The next choice for gasoline fuels is the octane rating. Octane need would be dependent on the engine compression. That is static compression or, for forced induction, a combination of static compression and boost. An engine with the minimum octane that is needed for anti-detonation will usually not run better with a higher octane fuel. That fuel simply burns slower. In some cases, a bump in the octane will allow more ignition timing. Sometimes that increases power, but not always.
Gasoline racing engines have an air/fuel ratio window of about 10% between a lean and rich limit. That is relatively narrow and gasoline choice can affect whether you are in or out of that window. Many gasoline racers we speak with do not know the weight of the gasoline they are running. Some gasoline fuels vary in weight with the season, altitude, or location. Jetting needs can change based on variations in gasoline weight. Air/fuel ratio management is a good way to manage weight as a variable. The fuel can be weighed or the specific gravity can be measured to determine that value.
Many NHRA classes can run alcohol fuels. E85, a blend of ethanol and gasoline, is readily available at the highway pump in some locations around the world. It is usually a low cost alternative fuel for high compression or high boost application. E85 can be run 25% rich or more to retard detonation. Air/fuel ratios are richer than gasoline. That is a lower numerical air/fuel ratio number. However the best air/fuel ratio is dependent on the blending ratio. We saw blends varying from 80-20 to 90-10 not too long ago, although they are starting to become more consistent. An adjustment of a couple points of air/fuel ratio is needed for those differences if they vary from one tank full to another.

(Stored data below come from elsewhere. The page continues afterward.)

PR #199, opened 2022-06-20
SA-19399/new cancel spinner

kajes:
This implements the new spinner logic from #198  on the `upgrade cancel` command, fixing SA-19399 for this particular command.

The code has been manually tested in windows `cmd.exe` and `Windows PowerShell` and proved to be reliable, not getting stuck or giving any false results from the command.

Other commands will be handled in other PR:s.

Needs #198 

E2E test ID: 696a5bc1-823a-4d9d-a324-b1ed6e6f448c

### DIFF
--- a/cmd/appliance/upgrade/cancel.go
+++ b/cmd/appliance/upgrade/cancel.go
@@ -139,10 +139,13 @@ func upgradeCancelRun(cmd *cobra.Command, args []string, opts *upgradeCancelOpti
 				appliancepkg.UpgradeStatusReady,
 				appliancepkg.UpgradeStatusFailed,
 			}
+			// statusReport is the channel that triggers updates in progress bars
+			statusReport = make(chan string)
 			// wg is the wait group for the progressbars
 			wg           sync.WaitGroup
 			errorChannel = make(chan error, count)
 		)
+		defer close(statusReport)
 		cancelProgressBars := mpb.New(mpb.WithOutput(spinnerOut), mpb.WithWaitGroup(&wg))
 		wg.Add(count)
 		retryCancel := func(ctx context.Context, appliance openapi.Appliance) error {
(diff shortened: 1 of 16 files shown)


cmd/appliance/upgrade/cancel.go
```diff
@@ -139,65 +144,56 @@ func upgradeCancelRun(cmd *cobra.Command, args []string, opts *upgradeCancelOpti
...
 			return backoff.Retry(func() error {
 				return a.UpgradeCancel(ctx, appliance.GetId())
 			}, backoff.NewExponentialBackOff())
 		}
 
-		for _, ap := range appliances {
-			appliance := ap
-			qw.Push(appliance)
-			statusReport := make(chan string)
-			go a.UpgradeStatusWorker.Watch(ctx, cancelProgressBars, appliance, appliancepkg.UpgradeStatusIdle, appliancepkg.UpgradeStatusReady, statusReport)
```
danijeel, line 158: fyi, it would have been enough to set new context here to resolve the issue, everything is superfluous

cmd/appliance/upgrade/cancel.go
```diff
@@ -139,65 +144,56 @@ func upgradeCancelRun(cmd *cobra.Command, args []string, opts *upgradeCancelOpti
 				appliancepkg.UpgradeStatusReady,
 				appliancepkg.UpgradeStatusFailed,
 			}
-			// wg is the wait group for the progressbars
-			wg           sync.WaitGroup
-			errorChannel = make(chan error, count)
 		)
-		cancelProgressBars := mpb.New(mpb.WithOutput(spinnerOut), mpb.WithWaitGroup(&wg))
```
danijeel, line 146: i don't understand why wg is removed, wouldn't it be better to resolve the underlying issue instead? we only loose control.

cmd/appliance/upgrade/cancel.go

Methanol is a good choice in many NHRA classes where it is legal. It absorbs a lot of heat when it vaporizes. As a result, it tends to keep an engine cooler. This is an advantage for drag racing where many racecars do not have a cooling system. As long as it is not contaminated, it is 99.9+% methanol with no blend variation issue. Air/fuel ratios are richer than E85 or gasoline. That means it is a lower numerical air/fuel ratio number. Methanol racing engines have an air/fuel ratio window of about 30% between a lean and rich limit. That is a wide window that makes tuning a lot easier.
Nitromethane is the ultimate power making fuel. Nitro carries a lot of oxygen in the fuel, and extra fuel from excess enrichment can run in the monopropellant mode. Certain racing classes limit nitro to certain percentages mixed with methanol. For example, in exhibition nitro classes, different percentages of nitromethane can be added to a methanol engine to make more power especially in cost-effective lower percentages.
In our research, we provide suggested air/fuel ratios for different percentages, developed from consultation with Don Jackson Engineering. Those are reported in several of our publications available through our online store.
Air/fuel ratio control of different nitromethane percentages is the best way to setup and tune a combination. Trial and error from experience or lack of experience is done instead by many, and we saw a lot of engine damage during the infant mortality testing of many new combinations where the wrong air/fuel ratios were tried out.